**Exercise instructions**: Reproduce the whole listing, character for character.
----- Records to use -----
PR #14033, opened 2019-05-02
Http status codes constants

ekmst:
Hello!

* Type: new feature
* Link to issue:

- [x] I updated the CHANGELOG

Small description of change:

Thanks


sergeyklay:
Whenever a C program (C extension) is executed some part of memory is allocated in the RAM for the program execution. This memory is used for storing the frequently executed code (binary data), program variables etc. Below memory segments talks about same:

- Local variables (also called as [automatic variables](https://en.wikipedia.org/wiki/Automatic_variable) in C)
- [Global variables](https://en.wikipedia.org/wiki/Global_variable#C_and_C++)
- [Static variables](https://en.wikipedia.org/wiki/Static_variable)
- You can have global static or local static variables but above 3 are parent types

This feature request has a side effect: for each constant memory will be allocated in **each request startup**. Basically, in the low level, a constant is stored in the allocated memory and created after launching your application, it always has an address in RAM. _Even if you never use this constant_.

C !== PHP

Depends on HTTP stack: HTTP status codes are already constants. It is unlikely that they ever will be changed. Probably never, because this is industrial standard. For example:

```php
if ($response->getStatusCode() === 403) {
}
```

the same as:
```php
if ($response->getStatusCode() === \Phalcon\Http\ResponseInterface::STATUS_FORBIDDEN) {
}
```

These two examples are identical. In both cases, the values are constants. No one will change 403 for something else because it will break half of the internet. But in the first case, the code is more concise.

sergeyklay (changes requested):
See my comment

ekmst:
@sergeyklay 
Got it!
Thanks for clarifying!

Issue #14021, opened 2019-04-27
Phalcon ORM writeAttribute when value is an associative array


wajdijurry:
When using ```$model->writeAttribute('field', ['a'=>'apply', 'b'=>'banana'])``` to write an associative array to an attribute in the model, the result is strange.

### Expected and Actual Behavior
Expected result:
```
$model->field = ['a'=>'apply', 'b'=>'banana']
```

Actual result:
```
$model->a = 'apple';
$model->b = 'banana';
```

This behavior happening when trying to write a new attribute to a model, and the value must be an associative array.

### Details

* Phalcon version: (`3.4.2`)
* PHP Version: (`7.2.15`)
* Operating System: Ubuntu 18.10
* Installation type: Docker

zsilbi:
I also noticed this yesterday when I was working on other Model related issues.
I have a work-in-progress PR for this in the 4.0.x branch here: https://github.com/phalcon/cphalcon/pull/14018

zsilbi:
I did some testing and this bug is confirmed, but only occurs when `field` in not defined as a property in `Model` because the problem is in `Model::__set()`.

For example:
```php
class Users extends Model
{
    public $id;
    public $name;
}
```

```php
$user = new Users();
$user->writeAttribute('whatEverUndefinedProperty', ['id' => 123, 'name' => 'My Name']);
// or
$user->whatEverUndefinedProperty = ['id' => 123, 'name' => 'My Name'];

print_r($user->toArray());
```
results in:
```php
Array
(
   [id] => 123
   [name] => My Name
)
```

sergeyklay:
Actually it is important _feature_ and we can not just remove this behavior from 3.x branch because:
- This behavior is documented
- Many developers rely on this behavior
- It will break existing applications

zsilbi:
@sergeyklay, I couldn't find this anywhere in the docs

sergeyklay:
As a far as I know for 4.x this should be changed in https://github.com/phalcon/cphalcon/pull/13677

zsilbi:
> As a far as I know for 4.x this should be changed in #13677

That PR did not solve this, the code on line 359 causes this issue.
https://github.com/borisdelev/cphalcon/blob/7b6cfe807674147e5186d2680277706766d95ac7/phalcon/mvc/model.zep#L359

sergeyklay:
Well, @wajdijurry pointed current issue for 
> Phalcon version: (`3.4.2`)

[...]

PR #14035, opened 2019-05-02
Mvc\Model::__get() / __set() and related storage

zsilbi:
Hello!

* Type: bug fix
* Link to issues: https://github.com/phalcon/cphalcon/issues/13531, https://github.com/phalcon/cphalcon/pull/13616, https://github.com/phalcon/cphalcon/issues/13964, https://github.com/phalcon/cphalcon/issues/14021

- [x] I updated the CHANGELOG

Added new related storages
Modified __set(), __get(), getRelated() to use these related storages
Modified save() to use these related storages with transaction handling
Modified _getRelatedRecords() to use getRelated() when possible
Reusable relations are cached and returned from the Model directly
Non-reusable relations are not cached
Fixed __set() to handle arrays correctly

Added tests for Mvc\Model::save()
Added tests for Mvc\Model::__set()
Added tests for Mvc\Model::writeAttribute()
More tests needed...

Thanks,
zsilbi


tests/integration/Mvc/Model/UnderscoreSetCest.php
```diff
@@ -12,20 +12,301 @@
...
+    {
+        $I->wantToTest('Tests Mvc\Model - __set() with has-one related record');
+
+        $customer = new Models\Customers();
+        $customer->user = new Models\Users();
+
+        $user = $customer->user;
+
+        $I->assertInstanceOf(Models\Users::class, $user);
+        $I->assertEquals($customer->getDirtyState(), Model::DIRTY_STATE_TRANSIENT);
```
SidRoberts: Assertions are `($expected, $actual)` so it should be:

```php
$I->assertEquals(
    Model::DIRTY_STATE_TRANSIENT,
    $customer->getDirtyState()
);
```

And space out the assertions on multiple lines to make it easier to read. :wink:

tests/integration/Mvc/Model/UnderscoreSetCest.php
```diff
@@ -12,20 +12,301 @@
...
+
+        $robot = new Models\Robots();
+        $robot->robotsParts = [
+            new Models\RobotsParts(),
+            new Models\RobotsParts()
+        ];
+
+        $robotsParts = $robot->robotsParts;
+
+        $I->assertTrue(is_array($robotsParts));
```
SidRoberts: https://phpunit.readthedocs.io/en/7.4/assertions.html#assertinternaltype

tests/integration/Mvc/Model/UnderscoreSetCest.php
zsilbi: Thank you, @SidRoberts :)

tests/integration/Mvc/Model/UnderscoreSetCest.php
zsilbi: Resolved, thanks!

zsilbi:
Is caching related records in `Model` worth it?
`Manager` handles it well, and I don't think it has any performance benefits to do the same here. 

Making `isRelationshipLoaded()` work would require this cache, but I think `Manager` could be used for this kind of tasks, but I honestly don't see any real-world use case for this function from my perspective.

Also, records queried with any extra arguments, like
```php
$mechanicalParts = $robot->getRelated('parts', ['type = "mechanical"');
```
will only be cached in `Manager`.

CameronHall:
@zsilbi I'm a little naive to SplObjectStorage and observing when there's a use case for it, but would that serve as a better option than storing the relationship objects in an array? Totally chill if you think otherwise, I'm just curious.

zsilbi:
@CameronHall: I checked SplObjectStorage but I dont't think it would be beneficial to use here.
The related records are indexed by their aliases, not by their content (hash).
On the other hand, I think in `Manager`, if you have to store any data for a given object, it could work.

niden:
@zsilbi can you please rebase this?

This looks great. Awesome work!

niden:
Thank you @zsilbi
-----
**Exercise response**:
PR #14033, opened 2019-05-02
Http status codes constants

ekmst:
Hello!

* Type: new feature
* Link to issue:

- [x] I updated the CHANGELOG

Small description of change:

Thanks


sergeyklay:
Whenever a C program (C extension) is executed some part of memory is allocated in the RAM for the program execution. This memory is used for storing the frequently executed code (binary data), program variables etc. Below memory segments talks about same:

- Local variables (also called as [automatic variables](https://en.wikipedia.org/wiki/Automatic_variable) in C)
- [Global variables](https://en.wikipedia.org/wiki/Global_variable#C_and_C++)
- [Static variables](https://en.wikipedia.org/wiki/Static_variable)
- You can have global static or local static variables but above 3 are parent types

This feature request has a side effect: for each constant memory will be allocated in **each request startup**. Basically, in the low level, a constant is stored in the allocated memory and created after launching your application, it always has an address in RAM. _Even if you never use this constant_.

C !== PHP

Depends on HTTP stack: HTTP status codes are already constants. It is unlikely that they ever will be changed. Probably never, because this is industrial standard. For example:

```php
if ($response->getStatusCode() === 403) {
}
```

the same as:
```php
if ($response->getStatusCode() === \Phalcon\Http\ResponseInterface::STATUS_FORBIDDEN) {
}
```

These two examples are identical. In both cases, the values are constants. No one will change 403 for something else because it will break half of the internet. But in the first case, the code is more concise.

sergeyklay (changes requested):
See my comment

ekmst:
@sergeyklay 
Got it!
Thanks for clarifying!

Issue #14021, opened 2019-04-27
Phalcon ORM writeAttribute when value is an associative array


wajdijurry:
When using ```$model->writeAttribute('field', ['a'=>'apply', 'b'=>'banana'])``` to write an associative array to an attribute in the model, the result is strange.

### Expected and Actual Behavior
Expected result:
```
$model->field = ['a'=>'apply', 'b'=>'banana']
```

Actual result:
```
$model->a = 'apple';
$model->b = 'banana';
```

This behavior happening when trying to write a new attribute to a model, and the value must be an associative array.

### Details

* Phalcon version: (`3.4.2`)
* PHP Version: (`7.2.15`)
* Operating System: Ubuntu 18.10
* Installation type: Docker

zsilbi:
I also noticed this yesterday when I was working on other Model related issues.
I have a work-in-progress PR for this in the 4.0.x branch here: https://github.com/phalcon/cphalcon/pull/14018

zsilbi:
I did some testing and this bug is confirmed, but only occurs when `field` in not defined as a property in `Model` because the problem is in `Model::__set()`.

For example:
```php
class Users extends Model
{
    public $id;
    public $name;
}
```

```php
$user = new Users();
$user->writeAttribute('whatEverUndefinedProperty', ['id' => 123, 'name' => 'My Name']);
// or
$user->whatEverUndefinedProperty = ['id' => 123, 'name' => 'My Name'];

print_r($user->toArray());
```
results in:
```php
Array
(
   [id] => 123
   [name] => My Name
)
```

sergeyklay:
Actually it is important _feature_ and we can not just remove this behavior from 3.x branch because:
- This behavior is documented
- Many developers rely on this behavior
- It will break existing applications

zsilbi:
@sergeyklay, I couldn't find this anywhere in the docs

sergeyklay:
As a far as I know for 4.x this should be changed in https://github.com/phalcon/cphalcon/pull/13677

zsilbi:
> As a far as I know for 4.x this should be changed in #13677

That PR did not solve this, the code on line 359 causes this issue.
https://github.com/borisdelev/cphalcon/blob/7b6cfe807674147e5186d2680277706766d95ac7/phalcon/mvc/model.zep#L359

sergeyklay:
Well, @wajdijurry pointed current issue for 
> Phalcon version: (`3.4.2`)

[...]

PR #14035, opened 2019-05-02
Mvc\Model::__get() / __set() and related storage

zsilbi:
Hello!

* Type: bug fix
* Link to issues: https://github.com/phalcon/cphalcon/issues/13531, https://github.com/phalcon/cphalcon/pull/13616, https://github.com/phalcon/cphalcon/issues/13964, https://github.com/phalcon/cphalcon/issues/14021

- [x] I updated the CHANGELOG

Added new related storages
Modified __set(), __get(), getRelated() to use these related storages
Modified save() to use these related storages with transaction handling
Modified _getRelatedRecords() to use getRelated() when possible
Reusable relations are cached and returned from the Model directly
Non-reusable relations are not cached
Fixed __set() to handle arrays correctly

Added tests for Mvc\Model::save()
Added tests for Mvc\Model::__set()
Added tests for Mvc\Model::writeAttribute()
More tests needed...

Thanks,
zsilbi


tests/integration/Mvc/Model/UnderscoreSetCest.php
```diff
@@ -12,20 +12,301 @@
...
+    {
+        $I->wantToTest('Tests Mvc\Model - __set() with has-one related record');
+
+        $customer = new Models\Customers();
+        $customer->user = new Models\Users();
+
+        $user = $customer->user;
+
+        $I->assertInstanceOf(Models\Users::class, $user);
+        $I->assertEquals($customer->getDirtyState(), Model::DIRTY_STATE_TRANSIENT);
```
SidRoberts: Assertions are `($expected, $actual)` so it should be:

```php
$I->assertEquals(
    Model::DIRTY_STATE_TRANSIENT,
    $customer->getDirtyState()
);
```

And space out the assertions on multiple lines to make it easier to read. :wink:

tests/integration/Mvc/Model/UnderscoreSetCest.php
```diff
@@ -12,20 +12,301 @@
...
+
+        $robot = new Models\Robots();
+        $robot->robotsParts = [
+            new Models\RobotsParts(),
+            new Models\RobotsParts()
+        ];
+
+        $robotsParts = $robot->robotsParts;
+
+        $I->assertTrue(is_array($robotsParts));
```
SidRoberts: https://phpunit.readthedocs.io/en/7.4/assertions.html#assertinternaltype

tests/integration/Mvc/Model/UnderscoreSetCest.php
zsilbi: Thank you, @SidRoberts :)

tests/integration/Mvc/Model/UnderscoreSetCest.php
zsilbi: Resolved, thanks!

zsilbi:
Is caching related records in `Model` worth it?
`Manager` handles it well, and I don't think it has any performance benefits to do the same here. 

Making `isRelationshipLoaded()` work would require this cache, but I think `Manager` could be used for this kind of tasks, but I honestly don't see any real-world use case for this function from my perspective.

Also, records queried with any extra arguments, like
```php
$mechanicalParts = $robot->getRelated('parts', ['type = "mechanical"');
```
will only be cached in `Manager`.

CameronHall:
@zsilbi I'm a little naive to SplObjectStorage and observing when there's a use case for it, but would that serve as a better option than storing the relationship objects in an array? Totally chill if you think otherwise, I'm just curious.

zsilbi:
@CameronHall: I checked SplObjectStorage but I dont't think it would be beneficial to use here.
The related records are indexed by their aliases, not by their content (hash).
On the other hand, I think in `Manager`, if you have to store any data for a given object, it could work.

niden:
@zsilbi can you please rebase this?

This looks great. Awesome work!

niden:
Thank you @zsilbi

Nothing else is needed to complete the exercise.